Having been there, I understand why the lost and needy find marginal Christians and their placebo cures just as distasteful as God who spews the lukewarm from his mouth with disgust. Those betrayed are tired of empty promises and false hopes and are leery of being taken in again. They must see proof the relief found in the depths of God’s love is more potent and sustaining than the erotic quick fixes found in drugs and carnal pleasures. Few will find fellowship with God as I did. Most must bear witness to and be led by Christ followers with genuine testimonies of the efficacy of the cure before they will believe the promises that they can be cured as well. Such proof is rarely adequate when limited to occasional visits from out of town sight seers; relationships must be built within community that adequately administers the guidance and instruction needed for healing and transformation.
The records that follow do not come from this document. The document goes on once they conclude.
Issue #36, opened 2024-03-02
Predict impact mode


dabreegster:
Some big changes requested here. I'd also like to rethink the demand model used for each area. And think through how to reasonably do this in WASM, or decide not to

dabreegster:
Screenshots of v1:

![Image](https://github.com/user-attachments/assets/f13cb4d4-0d4f-4f0e-ae51-bf155668d398)

![Image](https://github.com/user-attachments/assets/4b4fd5d2-49c5-45e8-b5e3-6189e5080bac)

michaelkirk:
Marking this as "taken" by you, but feel free to kick it back if you'er done working on it.

dabreegster:
![Image](https://github.com/user-attachments/assets/86a676f5-e60d-4637-b145-8a3c8902fd77)
From the Edinburgh CP plan
"Both widths & colours communicates most of the key info pretty well ie both the changes in traffic on each link AND the relative levels of each link across the network"

michaelkirk:
I think I like that visualization, but I have a clarification:

Obviously green means less traffic, red means more.

I **think** width means the relative change and the numbers floating along the road are the absolute difference in estimated trips. Can you confirm?

dabreegster:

Relationships require personal investments of time and emotion, commodities far more valuable than money and even more difficult to share if already invested in the world. They need those filled with Christ to come be Christ to them, loving them, ministering to them, and showing them how to live in a community of followers of the Way. This is the vision I have had for years and now share with Brook Hills through the Radical Experiment and the many other members of a network of ministries already present. Now that he has shown me the powerful fulfillment of that vision, I no longer feel afraid of the risk of sounding cliché. I see now there is nothing cliché about it.